Gov. Dannel P. Malloy today named Daniel C. Esty, a Yale professor with a national reputation for reconciling environmentalism and economic growth, as his choice to run a new Department of Energy and Environmental Protection.
Esty, 51, an energy adviser to Barack Obama’s campaign and transition team, is the author of nine books, including a volume that marked him as an environmentalist attuned to economics, “Green to Gold, How Smart Companies Use Environmental Strategy to Innovate, Create Value, and Build Competitive Advantage.”
“Specifically, it is not an environmentalist telling businesses how to behave, but is a business perspective on bringing the environment into corporate strategy,” one reviewer wrote of the book that Esty co-authored with a Yale colleague, Andrew Winston.
Malloy, who has known and consulted with Esty since his first campaign for governor in 2006, said that Esty has a perspective he wants in the man who will be his “go to guy” on energy and environmental policy. Until the legislature approves the new consolidated agency, Esty will run the existing Department of Environmental Protection.
“I know this new department will be on the cutting edge of environmental law and strategy with Dan at the helm,” Malloy said.
Esty was reported as being on Obama’s short list for possible administrators of the Environmental Protection Agency, where he worked as a top aide to Administrator Wiliam Reilly during the administration of George H.W. Bush from 1989 to 1993, but he said today that being overlooked for the post was fortuitous.
“I can’t tell you how pleased I am to be here today,” Esty said. “Washington is so badly broken down. We’re going to be able to do in Connecticut things that can be done as a pilot for the entire country.”
Malloy said Esty will be responsible for the enforcement of environmental laws and regulations, but he also will act as a high-level adviser on how to grow clean-energy jobs and to end Connecticut’s unhappy status as the state with the most expensive electricity in the continental United States.
“This governor has the vision of how to move forward on energy and the environment that I’ve been trying to sell for 20 years,” Esty said. “I couldn’t find a better plaform for my vision of how to address these issues.”
Malloy’s choice was applauded by environmentalists and a lobbyist for the Connecticut Business and Industry Association.
Jessie Stratton, a former legislator who is the director of government relations for Environment Northeast, said it is time for a environmental commissioner who understands energy issues.
“We created our environmental regulatory structure in the 1970s. This is 2011,” Stratton said.
Eric Brown, the lobbyist for CBIA, said he was encouraged by the appointment and Malloy’s emphasis on protecting the environment while working to create a better climate for jobs. He said they seemed intent on “jettisoning the 1970s attitude that business is the bad guy.”
Don Strait, the executive director of the Connecticut Fund for the Environment, where Esty is a board member, was not bothered by Malloy choosing someone with a sensitivity to business needs.
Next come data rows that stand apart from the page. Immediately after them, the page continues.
PR #1011, opened 2022-05-26
Render as GIF

Iamshankhadeep:
fixes https://github.com/remotion-dev/remotion/issues/718


packages/cli/src/get-cli-options.ts
```diff
@@ -235,6 +235,8 @@ export const getCliOptions = async (options: {
 			Internals.getChromiumOpenGlRenderer() ??
 			Internals.DEFAULT_OPENGL_RENDERER,
 	};
+	const skipNFrames = Internals.getSkipNFrames();
```
JonnyBurger: Bug with --skip-n-frames=1:
The GIF plays twice as fast if you use it

packages/cli/src/parse-command-line.ts
```diff
@@ -114,6 +120,10 @@ export const parseCommandLine = (
 		Config.Puppeteer.setChromiumHeadlessMode(false);
 	}
 
+	if (parsedCli['every-nth-frame']) {
+		Config.Rendering.setEveryNthFrame(parsedCli['every-nth-frame']);
```
JonnyBurger: We must forbid users setting this property when not rendering a GIF, as it will mess up the audio output

packages/cli/src/parse-command-line.ts
```diff
@@ -92,6 +94,10 @@ export const parseCommandLine = (
 		);
 	}
 
+	if (parsedCli.loop) {
+		Config.Rendering.setLoop(parsedCli.loop);
```
JonnyBurger: For DX, let's forbid this property when not using a GIF codec

packages/renderer/src/render-frames.ts
```diff
@@ -62,6 +62,7 @@ type RenderFramesOptions = {
 	parallelism?: number | null;
 	quality?: number;
 	frameRange?: FrameRange | null;
+	everyNthFrame: number;
```
JonnyBurger: Must make this optional before release to keep backwards compatibility

packages/cli/src/progress-bar.ts
```diff
@@ -94,14 +95,17 @@ export const makeStitchingProgress = ({
...
 	stage,
+	codec,
 }: StitchingProgressInput) => {
 	const progress = frames / totalFrames;
 	return [
 		`(${steps.indexOf('stitching') + 1}/${steps.length})`,
 		makeProgressBar(progress),
 		stage === 'muxing'
 			? `${doneIn ? 'Muxed' : 'Muxing'} audio`
-			: `${doneIn ? 'Encoded' : 'Encoding'} video`,
```
JonnyBurger, line 104: We should skip mixing and adding an audio track when making a GIF

packages/renderer/src/validate-fps-for-gif.ts
```diff
@@ -0,0 +1,9 @@
+import {Codec} from 'remotion';
+
+export const validateFpsForGif = (codec: Codec, fps: number) => {
+	if (codec === 'gif' && (fps > 50 || fps < 1)) {
```
JonnyBurger: Unused and should apply after the recalculated GIF (after `everyNthFrame`) is taken into account

packages/renderer/src/stitch-frames-to-video.ts
```diff
@@ -206,6 +207,7 @@ export const spawnFfmpeg = async (
 		options.onProgress?.(Math.round(totalFrameProgress));
 	};
 
+	// TODO: Don't render audio if GIF
```
JonnyBurger: Disable audio if rendered as a GIF

packages/renderer/src/get-extension-from-codec.ts
```diff
@@ -27,6 +27,8 @@ export const getFileExtensionFromCodec = (
 			return 'webm';
 		case 'vp9':
 			return 'webm';
+		case 'gif':
```
JonnyBurger, line 29: On Lambda, the output works but looks horrible.
Also it only takes the first chunk - should we encode the chunks to another codec?

Also combineVideos() must then take `loop` and `skip-n-frames` into account

JonnyBurger: Command to experiment with in `packages/example`:

pnpx remotion lambda render testbed framer --out-name=ggg.gif ggg.gif --codec=gif --log=verbose

packages/lambda/src/cli/commands/render/render.ts
```diff
@@ -66,6 +66,7 @@ export const renderCommand = async (args: string[]) => {
 		quality,
 		scale,
 		everyNthFrame,
+		// loop=0 results in infinite
```
Iamshankhadeep: `loop=0` should result in infinite loop.

- -1 no loop (plays once)
- 0 infinite loop (default)
- 1 loop once (plays 2 times)
- 2 loop twice (plays 3 times) 

[source](https://superuser.com/a/1607134/1665061)

JonnyBurger: I see - very confusing from FFMPEG -  shall we change this to not inherit the FFMPEG options directly?

`loop=0` I think is not a intuitive syntax for people to make it loop indefinitely 🤣

What would make sense IMO

loop = 0 ==> Don't loop
loop = 1 ==> Play once
loop = 2 ==> Play twice
loop = null ==> Loop indefinitely

Iamshankhadeep: by default gif will play one time, so this will turn out something like this right?
loop = 0 ==> ~Don't loop~ plays once ( as gif needs to be played once )
loop = 1 ==> ~Play once~ plays twice ( as one play for default + 1 play for the loop ) 
loop = 2 ==> ~Play twice~ plays 3 times ( as one play for default + 2 play for the loop ) 
loop = null ==> Loop indefinitely

right? @JonnyBurger

JonnyBurger: You are of course right @Iamshankhadeep 🙈

packages/lambda/src/cli/commands/render/render.ts
```diff
@@ -104,6 +107,8 @@ export const renderCommand = async (args: string[]) => {
 		timeoutInMilliseconds: puppeteerTimeout,
 		chromiumOptions,
 		scale,
+		loop,
+		everyNthFrame,
```
JonnyBurger, line 110: Rendering on Lambda with everyNthFrame = 5 does not yet work

JonnyBurger: Failing test case added

packages/lambda/src/functions/launch.ts
```diff
@@ -105,17 +105,20 @@ const innerLaunchHandler = async (params: LambdaPayload, options: Options) => {
...
 
-	const frameCount = RenderInternals.getDurationFromFrameRange(
+	const frameCount = RenderInternals.getFramesToRender(
 		realFrameRange,
-		0
+		comp.durationInFrames,
+		params.everyNthFrame
 	);
 
+	// TODO: Validate if with everyNthFrame, this makes sense
```
JonnyBurger: Does not work with everyNthFrame yet

JonnyBurger:
@Iamshankhadeep I am planning to ship it tomorrow, any last changes or suggestions, let me know!

PR #6618, opened 2026-02-20
`@remotion/studio`: When duplicating composition, jump to new one

### LINKED ISSUE #5111: Studio: Once a composition is "duplicated", it should jump to it
That's the only part about this flow that doesn't make sense yet

JonnyBurger:
## Summary
- After duplicating a composition, the studio now automatically navigates to the new composition
- Adds an optional `onSuccess` callback to `CodemodFooter`, called after the codemod is successfully applied
- `DuplicateComposition` uses this callback to push the URL and set the canvas content to the new composition ID

Previously, after duplicating a composition the user stayed on the original composition, which was confusing.

Closes #5111

## Test plan
- [ ] Right-click a composition → Duplicate → confirm duplication
- [ ] Verify the studio navigates to the newly created composition after duplication
- [ ] Verify rename and delete codemods still work as before (no regression from the optional `onSuccess` prop)

### DIFF
--- a/packages/studio/src/components/InitialCompositionLoader.tsx
+++ b/packages/studio/src/components/InitialCompositionLoader.tsx
@@ -94,6 +94,9 @@ export const InitialCompositionLoader: React.FC = () => {
 		const canvasContentFromUrl = deriveCanvasContentFromUrl();
 
 		if (canvasContent) {
+			// If the URL points to a different composition than the one currently
+			// displayed, switch to it. This handles the case where the URL is
+			// updated externally (e.g. after duplicating a composition).
 			if (
 				canvasContentFromUrl &&
 				canvasContentFromUrl.type === 'composition' &&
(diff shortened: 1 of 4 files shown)


packages/studio/src/components/InitialCompositionLoader.tsx
```diff
@@ -91,11 +91,26 @@ export const InitialCompositionLoader: React.FC = () => {
 	const staticFiles = useStaticFiles();
 
 	useEffect(() => {
+		const canvasContentFromUrl = deriveCanvasContentFromUrl();
+
 		if (canvasContent) {
+			if (
```
JonnyBurger, line 100: A comment explaining what this does would be good

packages/studio/src/components/NewComposition/CodemodFooter.tsx
```diff
@@ -18,6 +18,7 @@ export const CodemodFooter: React.FC<{
 	readonly errorNotification: string;
 	readonly genericSubmitLabel: string;
 	readonly submitLabel: (options: {relativeRootPath: string}) => string;
+	readonly onSuccess?: () => void;
```
JonnyBurger: Let's make it mandatory, but nullable

JonnyBurger (commented):
@pullfrog can you

PR #6662, opened 2026-02-24
`@remotion/web-renderer`: Adds font-style support

### LINKED ISSUE #6657: add support for font-style in web-renderer
# Feature Request 🛍️

Currently web renderer only supports fontWeight, fontSize and fontFamily properties. Would love the support for fontStyle property as defined [here](https://github.com/remotion-dev/remotion/blob/b53f3fd06453c8144f63ea50f3acb2a1d6236821/packages/web-renderer/src/drawing/text/draw-text.ts#L48C3-L48C70)

## Use Case

To support italic font styles

## Possible Solution

ctx.font supports it so we just need to pass the property down from computedStyles.

saimfd:
- Adds support for `font-style` css property in web renderer
- Updated limitations doc file

Closes #6657


JonnyBurger:
Super nice! Thanks a lot for adding this! 🙌

PR #6689, opened 2026-02-25
`@remotion/design`: prevent Button from stretching to full width

### LINKED ISSUE #6684: `@remotion/design`: New accessible button leads to full width
e.g. here:

https://www.remotion.dev/templates

Image

nielskaspers:
## Summary
- Changed `display: flex` to `display: inline-flex` on the `<Button>` component so it sizes to its content instead of stretching to fill the parent container
- Removed a duplicate `flex` Tailwind class in the shared styles

Callers that need full-width buttons already pass `w-full` via `className` (e.g. `templates.tsx`, `GetStartedStrip.tsx`), so existing usage is unaffected.

## Test plan
- [ ] Verify buttons on `/templates` page still fill their grid cells (they pass `w-full`)
- [ ] Verify buttons elsewhere (e.g. GetStartedStrip, MoreTemplatesButton) no longer stretch unexpectedly

Fixes #6684

### DIFF
--- a/packages/design/src/Button.tsx
+++ b/packages/design/src/Button.tsx
@@ -98,7 +98,7 @@ export const Button: React.FC<ButtonProps> = ({
 
 	const sharedClasses = cn(
 		'text-text',
-		'flex',
+		'inline-flex',
 		'justify-center',
 		'bg-button-bg',
 		'items-center',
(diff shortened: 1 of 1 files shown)


JonnyBurger:
Thanks a lot, I think that's it!

PR #6707, opened 2026-02-25
Replace Zod schema with plain objects in `useSchema` / `SequenceControls`

JonnyBurger:
## Summary
- Replaces Zod schema definitions (`z.object(...)`) with plain vanilla objects (`{ type: 'number', min: 0, ... }`) for the `SequenceControls` / `useSchema` system (timeline field controls)
- Defines new `SequenceSchema` and `SequenceFieldSchema` types in `packages/core/src/sequence-field-schema.ts`
- Removes zod dependency from `@remotion/media` and `@remotion/light-leaks` for timeline schemas
- Studio timeline components now read field properties (`min`, `max`, `step`, `default`, `description`) directly from plain objects instead of using zod introspection utilities

## Test plan
- [x] `bun run build` passes
- [x] `bun run stylecheck` passes
- [ ] Manual: open studio, add a `<Video>` or `<Audio>`, expand timeline track → verify number draggers and boolean checkboxes still work with correct min/max/step

### DIFF
--- a/bun.lock
+++ b/bun.lock
@@ -6,7 +6,7 @@
       "name": "remotion-monorepo",
       "dependencies": {
         "p-limit": "7.2.0",
-        "turbo": "2.8.10",
+        "turbo": "2.8.11",
         "typescript": "5.9.3",
       },
       "devDependencies": {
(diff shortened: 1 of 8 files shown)


packages/studio-server/src/preview-server/routes/save-sequence-props.ts
```diff
@@ -49,7 +49,7 @@ export const saveSequencePropsHandler: ApiHandler<
 		RenderInternals.Log.info(
 			{indent: false, logLevel},
 			RenderInternals.chalk.blueBright(
-				`${fileLink} updated: ${key} ${oldValueString} \u2192 ${newValueString}`,
+				`${fileLink} updated: ${key} ${oldValueString.trim()} \u2192 ${newValueString}`,
```
JonnyBurger: @pullfrog revert this, it was not necessary

PR #6737, opened 2026-02-28
Fix mediabunny version mismatch in templates

JonnyBurger:
## Summary
- Templates (`template-music-visualization`, `template-recorder`, `template-three`) had mediabunny pinned at `1.34.4` while the catalog specified `1.35.1` — updated them to match
- Added a test in `validate-templates.test.ts` that checks template mediabunny versions match the catalog, preventing future drift
- Improved the `upgrade-mediabunny` skill to clarify that templates use explicit versions (not `catalog:`) and must be updated manually, and added `@mediabunny/ac3` to the upgrade checklist

## Test plan
- [x] `bun test src/templates/validate-templates.test.ts` passes (251/251)
- [x] `bun run stylecheck` passes

### DIFF
--- a/packages/renderer/src/test/render-still.test.ts
+++ b/packages/renderer/src/test/render-still.test.ts
@@ -38,7 +38,7 @@ test(
 	},
 );
 
-test.skip(
+test(
 	'Returns buffer in promise result',
 	async () => {
 		await ensureBrowser();


JonnyBurger:
@pullfrog

revert skipping the test. i have fixed the underlying issue in the meanhwile

PR #6740, opened 2026-02-28
`@remotion/web-renderer`: Fix scaffold scroll regression

samohovets:
### Fix: `renderMediaOnWeb()` scroll regression

This PR addresses a regression where `renderMediaOnWeb()` could make the host page scrollable due to the scaffold node's dimensions.

**Why this change?**
Previously, the scaffold's fixed element with explicit composition `width`/`height` could expand the `document.body` or `documentElement` scroll area. This change prevents unintended scrollability of the host page during rendering.

**What changed?**
1.  **Scaffold mounting strategy:**
    *   A new `position: fixed; inset: 0; overflow: hidden; visibility: hidden; pointer-events: none; z-index: -9999` wrapper is now appended to `document.body`.
    *   The composition root (the actual rendering target) is mounted as an `position: absolute; top: 0; left: 0;` child inside this wrapper, with its `width`/`height` set from the composition.
2.  **Cleanup:** The cleanup process now correctly removes both the outer wrapper and the inner composition root, in addition to unmounting the React root and cleaning up CSS.
3.  **Regression Test:** A new test in `render-media.test.tsx` asserts that `document.documentElement` and `document.body` scroll dimensions do not increase during or after a `renderMediaOnWeb()` call.

**How it works:**
The new fullscreen fixed wrapper effectively isolates the composition's layout from the main document's scroll area. By setting `overflow: hidden` on the wrapper, any content within (including large compositions) is clipped, preventing it from influencing the host page's scroll dimensions.

**Test Evidence:**
*   `packages/web-renderer/src/test/render-media.test.tsx` (including the new scroll regression test) passed in Chromium.
*   `packages/web-renderer/src/test/render-still.test.tsx` also passed, verifying shared scaffold path behavior.

**Edge Cases/Tradeoffs:**
*   Preserves existing APIs and backward compatibility.
*   Handles compositions larger than the viewport without affecting page scroll.
*   Ensures robust cleanup of all DOM nodes.

### DIFF
--- a/packages/web-renderer/src/create-scaffold.tsx
+++ b/packages/web-renderer/src/create-scaffold.tsx
@@ -75,7 +75,6 @@ export function createScaffold<Props extends Record<string, unknown>>({
 
 	const div = document.createElement('div');
 
-	// Match same behavior as in portal-node.ts
 	div.style.position = 'absolute';
 	div.style.top = '0';
 	div.style.left = '0';


samohovets:
@pullfrog

PR #6741, opened 2026-03-01
Fix asset selection highlighting all assets with the same name

samildeli:
The selected state compared only the filename, ignoring the parent folder path. Extract relativePath into a shared useMemo and use it in both the selection check and onClick handler.


JonnyBurger:
Thank you!! 🙌

Issue #3995, opened 2024-06-13
Creating Node API to launch the studio similar to `remotion studio` in Node.js.


JonnyBurger:
[From message posted on Discord by **kitty.sparkles**](https://discord.com/channels/809501355504959528/817306238811111454/1250810382013038697)
----
Hellooooo. 👋  Is there a Node API to start the studio? Basically a Node.js equivalent to `remotion studio`?

alexfernandez803:
@JonnyBurger  I like to take this one, but can you give some guidance where to implement this?

samohovets:
Closing this until we find a viable use-case.

For users who want to start the studio programmatically, you have options:

- [Child Process](https://nodejs.org/api/child_process.html) (Node.js)
- [Execa](https://www.npmjs.com/package/execa)
- [Bun Shell](https://bun.com/docs/runtime/shell), if you use Bun

Use this command to start the Studio app: https://www.remotion.dev/docs/cli/studio

PR #6769, opened 2026-03-03
`@remotion/studio`: Add programmatic Studio startup API

samohovets:
This PR adds programmatic Studio startup as a public `@remotion/studio` API.

It addresses #3995 by making `startStudio(options?)` available from `@remotion/studio` while keeping `remotion studio` and the programmatic API on the same fully functional Studio startup path.

## Summary
- Add `startStudio(options?)` to `@remotion/studio`, with docs and an example script for starting Studio from Node.js / Bun.
- Refactor `@remotion/studio` and `@remotion/cli` into thin adapters over shared Studio startup in `@remotion/studio-server`.
- Move config loading, entry-point discovery, env/render-default resolution, launch-session orchestration, the Studio render queue, and shared render progress/download/artifact helpers into `@remotion/studio-server`.
- Keep `@remotion/cli/config` as the compatibility import path for `remotion.config.ts`, but back it with the shared config implementation.
- Thread Studio preview/render asset paths from callers so lower layers no longer import `@remotion/studio` directly.
- Delete the intermediate `@remotion/studio-startup-core` package and the superseded CLI Studio queue implementation.

## Architecture breakdown
- `@remotion/studio`: Exposes the public `startStudio(options?)` API, applies ergonomic defaults, and resolves package-local Studio asset paths.
- `@remotion/studio/node`: Keeps the internal mandatory-options launch path separate from the public optional API surface.
- `@remotion/cli`: Keeps CLI-only concerns such as argv parsing, warnings, exit behavior, restart handling, and live input-props / env-var updates before delegating to the shared startup layer.
- `@remotion/studio-server`: Is now the shared internal owner of Studio startup: config execution, `Config` / `ConfigInternals`, entry-point resolution, env/default resolution, launch-session orchestration, render queue management, and server lifecycle.
- `@remotion/cli/config`: Remains the user-facing compatibility surface for config imports, but delegates to the shared config core in `@remotion/studio-server`.
- `@remotion/bundler`: Accepts explicit Studio asset paths so the bundler does not need to import `@remotion/studio`, avoiding a `studio-server -> studio` dependency cycle.

## Why this structure
- The public API now lives in the package users should import: `@remotion/studio`.
- The shared implementation now lives in `@remotion/studio-server`, which is the package that already owns Studio backend lifecycle and server runtime concerns.
- CLI and programmatic startup now share one implementation for config loading, queue behavior, and session launch.
- Caller-injected Studio asset paths preserve package layering and avoid reintroducing a package cycle.

## Test plan
- `bun test packages/studio-server/src`
- `bun test packages/studio/src/test/start-studio-api.test.ts`
- `bun test packages/cli/src/test/studio-startup.test.ts`
- `bunx turbo run make --filter=@remotion/studio-server --filter=@remotion/studio --filter=@remotion/cli --filter=@remotion/studio-shared`
- `bunx turbo run lint --filter=@remotion/studio-server --filter=@remotion/studio --filter=@remotion/cli`
- `bun run stylecheck` (currently still reports formatting issues in touched `@remotion/studio-server` / `@remotion/cli` files)


samohovets:
@pullfrog

samohovets:
Probably the amount of hassle isn’t worth it. It would require a lot of splitting and moving logic around, unifying things across the codebase, etc. – or a use case that hasn’t even been properly verified! Closing this.

PR #6827, opened 2026-03-06
`@remotion/web-renderer`: add render progress estimations

samohovets:
This PR adds progress time estimation support to `renderMediaOnWeb()` and wires it into Studio’s client render UI.

## Why
`renderMediaOnWeb()` progress previously exposed only frame counts. This made client-side render progress less informative than server-side rendering and left the completion timing semantics unclear.

## What changed
- Extended `RenderMediaOnWebProgress` with:
  - `renderEstimatedTime` (ms remaining)
  - `progress` (overall weighted progress from `0` to `1`)
  - `doneIn` (total elapsed ms from render start until frames are fully encoded)
- Kept `renderedFrames` in the web-renderer progress payload, marked as deprecated.
- Updated ETA estimation to start timing at the frame loop (avoids setup-time skew in early estimates).
- Simplified redundant conditional logic in Studio client progress messaging.
- Updated Studio client render progress plumbing to consume `doneIn`.
- Updated docs and browser tests to match the final payload shape.

## Notes
- `doneIn` is intentionally named differently from server `encodedDoneIn`: web rendering does not have the same separate post-render stitch stage semantics as server rendering.

## Test plan
- `cd packages/web-renderer && bunx vitest src/test/render-media.test.tsx src/test/frame-range.test.tsx --browser --run`
- `cd packages/studio && bun test src/test/client-render-progress.test.ts`

### DIFF
--- a/packages/studio/src/components/RenderQueue/client-render-progress.ts
+++ b/packages/studio/src/components/RenderQueue/client-render-progress.ts
@@ -29,7 +29,7 @@ export const getClientRenderProgressMessage = (
 	if (progress.renderEstimatedTime > 0) {
 		const etaString = `, time remaining: ${formatEtaString(progress.renderEstimatedTime)}`;
 
-		return `Rendering ${Math.round(progress.progress * 100)}%${etaString}`;
+		return `Rendering ${progress.encodedFrames}/${progress.totalFrames}${etaString}`;
 	}
 
 	return `Encoded ${progress.encodedFrames}/${progress.totalFrames}`;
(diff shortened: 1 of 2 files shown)


samohovets:
@pullfrog

samohovets:
@pullfrog

samohovets:
Also had a thought to remove it completely, but

I think many people are already adopting the web renderer in their apps (including myself 😄 ). 

Could we remove it in the first stable web-renderer release instead? I'm concerned about a lot of apps breaking

PR #10904, opened 2026-08-27
Retry stalled keep-alive audio resumes

Octember:
## Summary

- keep one pending resume attempt while `_experimentalKeepAudioContextAlive` waits for the native context to become `running`
- retry `AudioContext.resume()` when a later play or user gesture arrives
- resolve the existing Player resume wait from the native `statechange` event

The default autoplay path keeps its current output-progress check, timeout, and mute-on-failure behavior.

## Problem

A browser can leave `AudioContext.resume()` pending while the context remains suspended. The keep-alive path records playback intent before that call, so later resume calls currently return early and the Player eventually treats the first attempt as an autoplay failure.

Keep-alive mode is intended for editors and DAW-like playback, where a later gesture should retry the native resume without replacing the Player promise that is already parking the visual clock.

## Tradeoff

With the experimental flag enabled, a rejected or stalled native resume remains pending until a later attempt reaches `running` or playback suspends and aborts the attempt. The default Player behavior is unchanged.

## Testing

- `bun run test` in `packages/core` (673 tests)
- `bun run lint` in `packages/core` (one unrelated existing warning in `src/use-lazy-component.ts`)
- `bun run formatting` in `packages/core`

### DIFF
--- a/packages/core/src/audio/shared-audio-tags.tsx
+++ b/packages/core/src/audio/shared-audio-tags.tsx
@@ -19,6 +19,7 @@ import type {RemotionAudioContextState} from './use-audio-context.js';
 import {useSingletonAudioContext} from './use-audio-context.js';
 import {
 	type AudioContextResumeResult,
+	waitUntilAudioContextRunning,
 	waitUntilActuallyResumed,
 } from './wait-until-actually-resumed.js';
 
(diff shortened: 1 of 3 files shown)


Octember:

Octember:

JonnyBurger:
Cannot understand what is going on here - can you explain as a human?

Octember:
@JonnyBurger  sorry this one is total slop, in the future i'll review these better before marking ready. Will try to keep the control flow clean AF for experimental audio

“Professor Esty is one of the nation’s leading experts on environmental strategy. He brings a rare combination to this job with his experience in government and business as well as his background working on environment and energy issues,” Strait said. “His cutting edge thinking about environmental and energy policy and business realities combined with his commitment to data driven solutions that bring about real change will make him an effective leader of this new department.”
Esty is the latest Malloy appointee whose selection reflects the governor’s interest in finding appointees with expertise in business growth. To run the insurance department, Malloy looked past consumer advocates and chose a venture capitalist with insurance expertise.
“I am committed to enforcing the law,” Esty said. “I believe that we need to take seriously the fact that every company’s going to be held to the standards of the law, and we’ll follow through on that, but I do have kind of a reputation for trying to engage the business community as well.”
Esty is the Hillhouse Professor of Environmental Law and Policy at Yale and holds faculty positions in the university’s environment and law schools. He also serves as the director of the Yale Center for Environmental Law and Policy and the Center for Business & Environment at Yale.
He has had an extensive consulting practice while at Yale, including advising Unilever and Coca-Cola. He also was involved in the centrist “no labels” movement to shape environmental policy.
Esty is married to former Rep. Elizabeth Esty, D-Cheshire.
He has a B.A. in economics from Harvard, where he won the senior economics prize, an M.A. from Oxford, which he attended as a Rhodes Scholar, and a law degree from Yale. He will take a “public service leave of absence” from Yale, which lasts two years but is renewable, he said. His salary will be $139,000.